▶ **Exercise goal**: The answer must match the listing exactly, with every line written out again.

▶ **Material for this task**:
PR #794, opened 2026-05-06
Refactor - enhance diff controller links

ccoueffe:
## Related Collection Role

* [ ] other

## Related Data Model Element

* [ ] vxlan.fabric
* [ ] vxlan.global
* [ ] vxlan.topology
* [ ] vxlan.underlay
* [ ] vxlan.overlay
* [ ] vxlan.policy
* [ ] vxlan.multisite
* [ ] defaults.vxlan
* [ ] other

## Proposed Changes

Fabric Links: Pre-Filtering and Diff Optimization

This enhancement adds a pre-filtering and diff step for fabric links before invoking dcnm_links, reducing unnecessary API calls in large-scale fabrics (100+ switches, 200+ links).

- 4-step pipeline:
  1. Resolve desired fabric links from the data model (respecting diff_run mode)
  2. Query all existing links from NDFC controller (dcnm_links state: query)
  3. Enrich desired links with serial numbers and resolve hostnames via existing_links_check
  4. Post-enrichment diff — compare enriched links field-by-field against controller state
- Field-level comparison: compares template name and profile fields (MTU, admin state, peer descriptions, freeform config, IPv4 addresses, MACsec) against NDFC nvPairs
- Template normalization awareness: accounts for NDFC auto-upgrading int_pre_provision_intra_fabric_link to int_intra_fabric_num_link / int_intra_fabric_unnum_link when switches come online — these transitions are not flagged as changes
- Bidirectional matching: builds a lookup keyed by (switch, interface) pairs in both directions so link A→B matches B→A on the controller regardless of how NDFC stores it
- Result: only new or modified links are sent to dcnm_links with state: merged, skipping links that already match the desired state on the controller

## Checklist

### DIFF
--- a/plugins/action/dtc/manage_resources.py
+++ b/plugins/action/dtc/manage_resources.py
@@ -190,97 +190,20 @@ class ResourceManager(PipelineRunnerBase):
                 ),
             }
 
-        # Step 4: Post-enrichment diff — compare enriched links against controller
+        # Step 4: Update resource data with filtered links
+        # Value-level profile comparison is now done inside existing_links_check
+        # during endpoint matching — no second pass needed.
         required_links = filter_result.get('required_links', [])
-
-        # Build lookup of existing links: {(sw1_ip_or_name, if1, sw2_ip_or_name, if2): nvPairs}
-        existing_lookup = {}
-        for el in existing_links:
-            sw1 = el.get('sw1-info', {})
-            sw2 = el.get('sw2-info', {})
-            key_fwd = (
-                sw1.get('sw-sys-name', '').lower(),
-                sw1.get('if-name', '').lower(),
-                sw2.get('sw-sys-name', '').lower(),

▶ **Answer for this exercise**:
PR #794, opened 2026-05-06
Refactor - enhance diff controller links

ccoueffe:
## Related Collection Role

* [ ] other

## Related Data Model Element

* [ ] vxlan.fabric
* [ ] vxlan.global
* [ ] vxlan.topology
* [ ] vxlan.underlay
* [ ] vxlan.overlay
* [ ] vxlan.policy
* [ ] vxlan.multisite
* [ ] defaults.vxlan
* [ ] other

## Proposed Changes

Fabric Links: Pre-Filtering and Diff Optimization

This enhancement adds a pre-filtering and diff step for fabric links before invoking dcnm_links, reducing unnecessary API calls in large-scale fabrics (100+ switches, 200+ links).

- 4-step pipeline:
  1. Resolve desired fabric links from the data model (respecting diff_run mode)
  2. Query all existing links from NDFC controller (dcnm_links state: query)
  3. Enrich desired links with serial numbers and resolve hostnames via existing_links_check
  4. Post-enrichment diff — compare enriched links field-by-field against controller state
- Field-level comparison: compares template name and profile fields (MTU, admin state, peer descriptions, freeform config, IPv4 addresses, MACsec) against NDFC nvPairs
- Template normalization awareness: accounts for NDFC auto-upgrading int_pre_provision_intra_fabric_link to int_intra_fabric_num_link / int_intra_fabric_unnum_link when switches come online — these transitions are not flagged as changes
- Bidirectional matching: builds a lookup keyed by (switch, interface) pairs in both directions so link A→B matches B→A on the controller regardless of how NDFC stores it
- Result: only new or modified links are sent to dcnm_links with state: merged, skipping links that already match the desired state on the controller

## Checklist

### DIFF
--- a/plugins/action/dtc/manage_resources.py
+++ b/plugins/action/dtc/manage_resources.py
@@ -190,97 +190,20 @@ class ResourceManager(PipelineRunnerBase):
                 ),
             }
 
-        # Step 4: Post-enrichment diff — compare enriched links against controller
+        # Step 4: Update resource data with filtered links
+        # Value-level profile comparison is now done inside existing_links_check
+        # during endpoint matching — no second pass needed.
         required_links = filter_result.get('required_links', [])
-
-        # Build lookup of existing links: {(sw1_ip_or_name, if1, sw2_ip_or_name, if2): nvPairs}
-        existing_lookup = {}
-        for el in existing_links:
-            sw1 = el.get('sw1-info', {})
-            sw2 = el.get('sw2-info', {})
-            key_fwd = (
-                sw1.get('sw-sys-name', '').lower(),
-                sw1.get('if-name', '').lower(),
-                sw2.get('sw-sys-name', '').lower(),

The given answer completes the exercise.